Sadly there have been no long train rides this week. But that didn’t stop me devouring The Wasp Factory by Iain Banks. This is not my first time reading this novel, but it has been ten years since I’ve read it. I read this novel at a point in my life where I didn’t read much. Shock! It is my guilty secret that I didn’t start life gobbling up novels early. Obviously things have taken a turn and now I have a steadily growing pile of books I have read this year beside my bed.
I have to say I think I enjoyed this novel more this time round. I enjoyed the weird wonderful world of Frank and his eccentric family the first time around but I maybe didn’t understand as much as I do now. Most memorably the first time I read this I found myself disorientated most of the time which is something that has gradually changed the more novels I have read.
But it is hardly surprising as Frank, the protagonist of this novel, certainly moves around a lot! Located on a tiny island with access to the mainland of Scotland, Frank spends a lot of time patrolling the area and has named certain points on the island. This novel is quite an intense read, there is a lot to get your head around as Frank believes in possessing some sort of power, names everything and has a very rich personal mythology. This is a very introspective novel, Frank is quite an isolated character but is certainly not boring.
The Wasp Factory doesn’t disappoint when it comes to the richness of the story. The narrative is quite simple in reality but Banks really draws out very interesting twists and details about all of the characters concerned. Frank’s brother Eric has escaped from hospital and is on the rampage home. In between Eric’s phone calls and worrying about his whereabouts and actions, Frank tells us family history in detail Including ‘What happened to Eric’, some dismal family suicides and, of course, Frank’s involvement in murdering three family members.
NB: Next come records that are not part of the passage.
PR #680, opened 2015-09-23
Placeholder bug in ASEditableTextNode

rcancro:
When setting a default placeholder and an attributedString before `_textKitComponents.textView` was created, the placeholder and the string were both appearing in the text node.

`_updateDisplayingPlaceholder` is called in `setAttributedString`, but since  `_textKitComponents.textView` is nil the placeholder was not hidden. Calling `_updateDisplayingPlaceholder` after `_textKitComponents.textView` loads fixes this.

### DIFF
--- a/AsyncDisplayKit/ASEditableTextNode.mm
+++ b/AsyncDisplayKit/ASEditableTextNode.mm
@@ -143,6 +143,7 @@
   _textKitComponents.textView.accessibilityHint = _placeholderTextKitComponents.textStorage.string;
   configureTextView(_textKitComponents.textView);
   [self.view addSubview:_textKitComponents.textView];
+  [self _updateDisplayingPlaceholder];
 }
 
 - (CGSize)calculateSizeThatFits:(CGSize)constrainedSize


AsyncDisplayKit/ASEditableTextNode.mm
```diff
@@ -143,6 +143,7 @@ - (void)didLoad
   _textKitComponents.textView.accessibilityHint = _placeholderTextKitComponents.textStorage.string;
   configureTextView(_textKitComponents.textView);
   [self.view addSubview:_textKitComponents.textView];
+  [self _updateDisplayingPlaceholder];
```
appleguy: Thanks for the fix!  In general I think it would be better to call this method before addSubview:, as it's possible UITextView does some work upon being added to the hierarchy that is affected by the placeholder stuff (although unlikely, just as a general practice it's good to have stuff set up before adding to hierarchy).

appleguy:
Build break is my fault, re-running it and will merge afterwards.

This is not the usual ‘coming of age story’ and Banks successfully weaves a very authentic feeling novel with compelling voice. The novel surrounds some pivotal realisations for Frank who certainly sees a great deal of personal development, as well as a twisting and interesting ride for the reader. The thing I enjoy the most about Frank is the honesty and ‘frankness’ of the character. This was certainly an interesting revisit and I think I will read it again once I have once again forgotten some of the more harrowing parts of the novel.
There are parts of this novel which are certainly not for anyone who is of a sensitive disposition or anyone who is squeamish. I think as summer is now well on its way, I will be reading Farewell Summer by Ray Bradbury next.